Dr. Riccardo Perfetti, Vice President Medical Affairs, Global Diabetes, Sanofi, commented: “Contrary to conventional understanding that diabetes is a progressively worsening disease, these new results from this sub-study of ORIGIN suggest that achieving and maintaining glycemic control early with insulin glargine might positively affect the natural history of the disease.”

Safety outcomes from the new ORIGIN sub-study were not included in the presentation at the EASD 48th Annual Meeting. Hypoglycemic events as observed in the ORIGIN main study1 were infrequent: In the insulin glargine arm, the rate of severe hypoglycemia was 0.01 episodes per patient-year of exposure versus 0.003 episodes per patient-year for standard care. Rates for overall hypoglycemia with insulin glargine were 16.7 patients with events per 100 patient-years of exposure versus 5.2 patients with events per 100 patient-years for standard care.
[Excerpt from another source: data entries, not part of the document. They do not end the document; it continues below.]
Issue #4033, opened 2025-12-02
gl_engine: blending anti-aliasing quality matter


hermet:
Some edge anti-aliasing blending appears incorrect in terms of alpha premultiplication.

Examples -> Blending

see: Luminosity, Darken, HardLight

<img width="356" height="209" alt="Image" src="https://github.com/user-attachments/assets/e642ba7d-8bc4-4586-bbad-5c396ed4ea39" />

wenjieshen:
### Root Cause Analysis

The SW and GL engines have fundamentally different rendering pipelines for blend modes:

**SW Engine Pipeline:**
- Anti-aliasing coverage is applied **after** blending via `INTERPOLATE(blendResult, dst, coverage)`

**GL Engine Pipeline:**
- Source shape is first rendered to a texture **WITH** anti-aliasing already baked in (premultiplied alpha)

### Comparison

| Aspect | SW Engine | GL Engine |
|--------|-----------|-----------|
| When AA is applied | After blending | Before blending |
Alpha handling | `BLEND_PRE()` | `mix(d.Sc, Rc, d.Da)`|
| Source unpremultiply | No | No |
|Edge case(Da = 0) | Safe div | fallback to d.Sc|

### Possible Solutions
1. ~~**Skip HSL blend for AA edges**: For pixels where source alpha < 1.0, fall back to normal alpha compositing instead of HSL blending~~ -> It breaks all transparent shapes, not just AA.
2. ~~**Unpremultiply behavior**: Unpremultiply source in GL shader to relief the dark outline~~ -> It just breaks the reuslt
3. **Derivative Reconstruction**: Use `fwidth` to get the gradient, then restore the color on the AA edges -> It may cause other artifact.
4. **Change GL pipeline**: Render source shapes without AA to the blend texture, apply AA after blending (significant pipeline change)

hermet:
@wenjieshen it's good to check wgpu implementation, rather than sw engine. cc:  @SergeyLebedkin

wenjieshen:
> [@wenjieshen](https://github.com/wenjieshen) it's good to check wgpu implementation, rather than sw engine. cc: [@SergeyLebedkin](https://github.com/SergeyLebedkin)

Thank you. I have checked the wgpu implemenation. It is also caused by AA timing.

  | WG | GL
-- | -- | --
Source | uPaintSettings.color (uniform) | texture(uSrcTexture, vUV)
Shape masking | Stencil | Alpha channel in FBO
[...]

Issue #3175, opened 2025-02-03
gl_engine: Incorrectly blending at the anti-aliased parts


hermet:
GL incorrectly blends the anti-aliased parts.

![Image](https://github.com/user-attachments/assets/2191d538-3f28-4222-b82d-917e89eac8d8)

_Originally posted by @hermet in https://github.com/thorvg/thorvg/issues/3163#issuecomment-2630046169_

wenjieshen:
This issue is similar to #4033. The input anti-aliased texture [^1] already exhibits a halo effect. When MSAA resolves the render target, it averages the samples again as follows. As a result, the halo effect is further emphasized.

[^1]: <img width="320" height="264" alt="Image" src="https://github.com/user-attachments/assets/35bdc6cc-5d88-4abc-8ba7-7a6115c2b444" />
<img width="158" height="131" alt="Image" src="https://github.com/user-attachments/assets/af42340f-1b9a-4c32-968f-f2a8d08bb7fa" />
<img width="161" height="133" alt="Image" src="https://github.com/user-attachments/assets/bf0f5be8-dd6f-475a-8e39-1a9f10abf251" />
<img width="162" height="132" alt="Image" src="https://github.com/user-attachments/assets/dc839aae-33cf-4992-b3aa-1681901e3ca6" />

PR #4053, opened 2025-12-09
gl: add direct shape blending path and shaders

wenjieshen:
Replace GlSimpleBlendTask with GlDirectBlendTask to perform blending directly in the shape shader without a separate compose pass. This copies only the required destination region and blends in a single draw.

- Introduced GlDirectBlendTask to blit the destination region and run shape blends directly instead of using the old compose path.
- Added shape-oriented blend programs (solid, linear, radial) selected via BlendSource and new shader headers with BlendRegion uniforms.
- Extracted reusable gradient helper functions to keep shader mains minimal while supplying the new blend shaders.
- Remove redundant blend shader headers

---

### Render to texture 
There are **two** textures. The source texture has been anti-aliased, which causes a halo effect due to its softened edges.
Screenshot 2025-12-08 214536

### Direct blending
There is only **one** textue. The MSAA is resolved after blending.
Screenshot 2025-12-08 203840

---

### Result
Screenshot 2025-12-08 203909
Screenshot 2025-12-08 181857

**Performance doesn't change, difference less than 0.1%** 
**No regressions found druing execution of all examples.**
issue: https://github.com/thorvg/thorvg/issues/4033, https://github.com/thorvg/thorvg/issues/3175

### DIFF
--- a/src/renderer/gl_engine/tvgGlRenderTask.cpp
+++ b/src/renderer/gl_engine/tvgGlRenderTask.cpp
@@ -417,32 +417,35 @@ void GlClipTask::normalizeDrawDepth(int32_t maxDepth)
 }
 
 /************************************************************************/
-/* GlSimpleBlendTask Class Implementation                               */
+/* GlDirectBlendTask Class Implementation                               */
 /************************************************************************/
 
-GlSimpleBlendTask::GlSimpleBlendTask(BlendMethod method, GlProgram* program)
- : GlRenderTask(program), mBlendMethod(method)
- {
- }
-
-
-void GlSimpleBlendTask::run()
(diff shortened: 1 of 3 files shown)


hermet:
> * Refactor gradient functions for reuse in blend shaders
> * Add shape-specific blend shaders (solid, linear, radial)
> * Simplify blend program selection with BlendSource enum
> * Remove redundant blend shader headers

@wenjieshen Please note that, when you really want to get a code review but the changes are not easy to read, separating commits is mandatory rather than mixing everything into a single commit.

wenjieshen:
> > * Refactor gradient functions for reuse in blend shaders
> > * Add shape-specific blend shaders (solid, linear, radial)
> > * Simplify blend program selection with BlendSource enum
> > * Remove redundant blend shader headers
> 
> @wenjieshen Please note that, when you really want to get a code review but the changes are not easy to read, separating commits is mandatory rather than mixing everything into a single commit.

I apologize for the inconvenience. I have tried separating commits. The modified version has redundant code, and I will create a PR to remove it. Thank you.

In addition, weight gain was modest for participants in the insulin glargine arm, at an average of 3.5 pounds over the duration of the study.
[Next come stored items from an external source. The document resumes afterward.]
PR #4055, opened 2025-12-09
examples: Enhance update() of examples

JSUYA:
Add for the window's width and height to the update(). Each example can receive the actual size of the canvas.
The SVG and PictureSVG examples now include an example that adjusts the scale of the content based on the actual size of the Canvas.

### DIFF
--- a/examples/Animation.cpp
+++ b/examples/Animation.cpp
@@ -61,7 +61,7 @@ struct UserExample : tvgexam::Example
         return true;
     }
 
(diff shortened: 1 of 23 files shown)


JSUYA:
https://github.com/thorvg/thorvg/pull/4043#pullrequestreview-3550015863
@hermet I've improved the way each example uses a canvas size. I think this is a better approach than fixing the window size.

JSUYA:
https://github.com/thorvg/thorvg/pull/4062

Issue #4024, opened 2025-11-29
ThorVG 1.0 Release


hermet:
### Candidates Tasks before v1.0
- [x] https://github.com/thorvg/thorvg/issues/4077
- [x] https://github.com/thorvg/thorvg/issues/4088
- [x] https://github.com/thorvg/thorvg/issues/4082
- [x] https://github.com/thorvg/thorvg/issues/4067
- [x] https://github.com/thorvg/thorvg/issues/3755
- [x] https://github.com/thorvg/thorvg/issues/3960
- [x] https://github.com/thorvg/thorvg/issues/3981
- [x] https://github.com/thorvg/thorvg/issues/3385
- [x] https://github.com/thorvg/thorvg/issues/3314
- [x] https://github.com/thorvg/thorvg/issues/3024
- [x] https://github.com/thorvg/thorvg/issues/4112
- [x] https://github.com/thorvg/thorvg/issues/4078
- [x] https://github.com/thorvg/thorvg/issues/3561
- [x] https://github.com/thorvg/thorvg/issues/4037
- [x] https://github.com/thorvg/thorvg/issues/2682
- [x] https://github.com/thorvg/thorvg/issues/1729

### API Clean UP
- [x] https://github.com/thorvg/thorvg/issues/3116
- [x] Bump up version from thorvg headers. https://github.com/thorvg/thorvg/commit/97fa741d720252482e136df3774dcbf47bd9142f

### Unit Test
-  https://github.com/thorvg/thorvg/wiki/Unit-Tests
- [x] Make it up 80% coverage

### Build/Regression Test
- https://github.com/thorvg/thorvg/wiki/Release-Management
- [x] No Regressions
- [x] Build errors / warnings (Web/Ubuntu/Windows/MacOS)

### Performance Comparison (v0.15 vs v1.0 / Intel Core 5, Intel Arc)
- [x] **Stress**
  - [x] cpu = **+1%** (60.4 -> 61.2)
  - [x] gl/es = **+58%** (39.1 -> 62.8)
  - [x] wgpu = **new** (60.2)
 
<img width="300" height="auto" alt="Image" src="https://github.com/user-attachments/assets/20450e8e-c890-4dd4-8553-7824b3dadbd7" />

- [x] **Lottie**
  - [x] cpu = **+4%** (28.2 -> 29.2)
  - [x] gl/es = **new** (19)
  - [x] wgpu  =  **new** (13.2)

[...]

PR #4075, opened 2025-12-27
infra: add versioned build support for thorvg-1

hermet:
rename output library to `libthorvg-1.so` with proper SONAME (`libthorvg-1.so.1`) and generate thorvg-1.pc via pkg-config for versioned dependency resolution.

This will avoid conflict with v0.x thorvg.

Please note that now you can use for v1.x thorvg
```
- #include <thorvg-1/thorvg.h>
- lthorvg-1
```
and use for v0.x thorvg:
```
- #include <thorvg.h>
- lthorvg
```
issue: https://github.com/thorvg/thorvg/issues/4024

### DIFF
--- a/.github/workflows/build_android.yml
+++ b/.github/workflows/build_android.yml
@@ -34,7 +34,7 @@ jobs:
         API: 21
       run: |
         sed -e "s|NDK|$NDK|g" -e "s|HOST_TAG|linux-x86_64|g" -e "s|API|$API|g" ./cross/android_x86_64.txt > /tmp/android_cross.txt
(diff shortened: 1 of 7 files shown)


vtorri:
I would suggest that thorvg-$version_maj to automatically use the majot version of thorvg. In case thorvg 2 is released some day...

hermet:
> I would suggest that thorvg-$version_maj to automatically use the majot version of thorvg. In case thorvg 2 is released some day...

@vtorri Please send a PR, if it really matters to you. Thanks!

Issue #4078, opened 2025-12-29
wg_engine: regression


hermet:
stroke is invisible..

<img width="1274" height="1282" alt="Image" src="https://github.com/user-attachments/assets/63fc2e5b-df1a-4d07-9868-cf9ab909e7b6" />

```
using namespace tvg;

struct UserExample : tvgexam::Example
{
    unique_ptr<tvg::Animation> animation;
    vector<Shape*> shapes;
    int cnt = 2000;

    bool content(tvg::Canvas* canvas, uint32_t w, uint32_t h) override
    {
        for (int i = 0; i < 2000; ++i) {
            auto s = Shape::gen();
            s->appendRect(rand() % 1600, rand() % 1600, rand() % 100, rand() % 100, rand() % 10, rand() % 10);
            s->fill(rand() % 255, rand() % 255, rand() % 255, 253 + rand() % 3);
            s->strokeFill(255, 255, 255);
            s->strokeWidth(3);
            canvas->push(s);
            shapes.push_back(s);
        }

        return true;
    }

    bool update(tvg::Canvas* canvas, uint32_t elapsed) override
    {
        for (auto s: shapes) {
            s->reset();
            s->appendRect(rand() % 1600, rand() % 1600, rand() % 100, rand() % 100, rand() % 10, rand() % 10);
        }

        canvas->update();

        return true;
    }
};
```

PR #4079, opened 2025-12-29
wg_engine:fixed a missing stroke mesh update

hermet:
trigger stroke mesh update if path is only updated.

issue: https://github.com/thorvg/thorvg/issues/4078


src/renderer/wg_engine/tvgWgRenderData.cpp
```diff
@@ -166,7 +166,8 @@ void WgRenderDataShape::updateVisibility(const RenderShape& rshape, uint8_t opac
 
 void WgRenderDataShape::updateMeshes(const RenderShape &rshape, RenderUpdateFlag flag, const Matrix& matrix)
 {
-    releaseMeshes();
+    releaseMeshes();  //OPTIMIZE: bad idea to reset meshes always. it could re-use the meshes if there hasn't no path changes.
```
hermet: @wenjieshen @SergeyLebedkin

Issue #4082, opened 2025-12-29
svg: gradient rendering is incorrectly affected by element transform (Paragraphic)


lostminds:
Rendering of gradient fill / stroke on elements appears to be transformed incorrectly by the transform set on the element.

For example 

```
<?xml version="1.0" encoding="utf-8"?>
<svg xmlns="http://www.w3.org/2000/svg" xmlns:xlink="http://www.w3.org/1999/xlink" width="500px" height="500px" viewBox="0 0 500 500" xml:space="preserve">
<defs>
<linearGradient id="Gradient1">
<stop offset="0.0" stop-color="rgb(255,0,0)"/>
<stop offset="0.5" stop-color="rgb(0,0,0)"/>
<stop offset="1.0" stop-color="rgb(0,0,255)"/>
</linearGradient>
</defs>
<rect fill="url(#Gradient1)" x="-50" y="50" transform="translate(100,0)" width="300" height="100"/>
<rect fill="url(#Gradient1)" x="50" y="200" transform="translate(0,0)" width="300" height="100"/>
</svg>
```

Should render two rectangles with the same red-black-blue gradient (screenshot from Firefox):

![Image](https://github.com/user-attachments/assets/16f6268f-9e4c-4171-a32f-cd5b28d789ac)

However, in the ThorVG web viewer 1.0.0-pre34 the top rect gradient is offset by the transform on the element:

![Image](https://github.com/user-attachments/assets/5790d929-9bd3-4702-9202-88db257f70f9)

This seems to be a regression in 1.0-something as the same issue does not appear to be present in 0.15.13 (As embedded in Godot 4.5.1)

Svg test file:
![Image](https://github.com/user-attachments/assets/4488b028-c464-4991-a09e-5f9d3fbda508)

hermet:
+ @JSUYA

JSUYA:
I found that the patch below was not exist in 0.15.x, but only in the main branch. And after applying this patch, I found that the gradient position was incorrect. However, the codes applied to the svg loader did not seem to be particularly problematic.

606│ 333e65ef7a 2025-03-19 Hermet Park            o renderer: revise the Bounding Box Behavior

lostminds:
@hermet I see you added (Paragraphic) to the title, and while I found this issue working on Paragraphic it is not affected by the problem since it uses a 0.15.x build of ThorVG. 

[...]

PR #4083, opened 2025-12-30
svg_loader,renderer : fix incorrect gradient mapping by providing untransformed bounds

JSUYA:
This commit fixes a regression(333e65e) in SVG gradient rendering where gradients were being incorrectly mapped when the target element had a transformation. The root cause was that Paint::bounds() was always applying the local transform, even when untransformed bounds were requested (by passing nullptr as the parent matrix).

Changes:
- renderer: modify Paint::Impl::bounds to ignore local transform if pm is nullptr.
- svg_loader: update _bounds() helper to use the fixed bounds() API.

https://github.com/thorvg/thorvg/issues/4082

### DIFF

In addition to more than 10 years of real life experience with Lantus® and clinical programs involving 80,000 people,2 ORIGIN and its sub-studies assert insulin glargine as the most studied basal insulin with long-term proven efficacy and established safety. Its indication is for the treatment of diabetes where insulin use is required; it does not include people with pre-diabetes.

About ORIGIN

ORIGIN (Outcome Reduction with Initial Glargine Intervention) is a unique, six-year landmark cardiovascular (CV) outcomes trial, evaluating Lantus® (insulin glargine) versus standard care in over 12,500 individuals who are at high CV risk with pre-diabetes or early type 2 diabetes mellitus. Spanning 40 countries worldwide, it is the world’s longest and largest randomized clinical trial of its type in this population, and the first to formally evaluate the effects of insulin on CV outcomes. The trial used a 2×2 factorial design to determine whether using insulin glargine to target fasting normoglycemia (FPG ≤ 95mg/dL), and separately omega-3 polyunsaturated fatty acids (PUFA), could reduce cardiovascular morbidity and/or mortality.3 Participants assigned to standard care were treated on the basis of the investigator’s best judgment and local guidelines, including lifestyle measures, dietary modifications, metformin, sulfonylureas and other oral anti-diabetic agents.

About Diabetes

Diabetes is a chronic disease that occurs in two main clinical presentations: type 1 diabetes, which is an autoimmune disease characterized by the lack of insulin (the hormone that regulates blood glucose concentrations) production by the pancreas, and type 2, a metabolic disorder in which there are two main biological defects: a deficient production of insulin and reduced ability of the body to respond to the insulin being produced. Type 1 and type 2 diabetes are characterized by an increase in blood glucose concentrations (hyperglycemia). Over time, uncontrolled hyperglycemia leads to the macrovascular and microvascular complications of diabetes. Macrovascular complications, which affect the large blood vessels, include heart attack, stroke and peripheral vascular disease. Microvascular complications affect the small blood vessels of the eyes (retinopathy), kidney (nephropathy) and nerves (neuropathy). Nearly 35 million people worldwide are living with type 1 diabetes. And, the incidence of type 2 diabetes is growing at an alarming rate, with more than 310 million people worldwide living with the condition today.

References

1. Gerstein H (ORIGIN Trail Investigators) et al. Basal Insulin and Cardiovascular and Other Outcomes in Dysglycemia. New England Journal of Medicine 2012; 367: 319-328.
2. Data on file
3. ORIGIN Trial Investigators, Gerstein H, Yusuf S, et al. Rationale, design, and baseline characteristics for a large international trial of cardiovascular disease prevention in people with dysglycemia: the ORIGIN Trial (Outcome Reduction with an Initial Glargine Intervention). Am Heart J 2008;155(1): 26-32.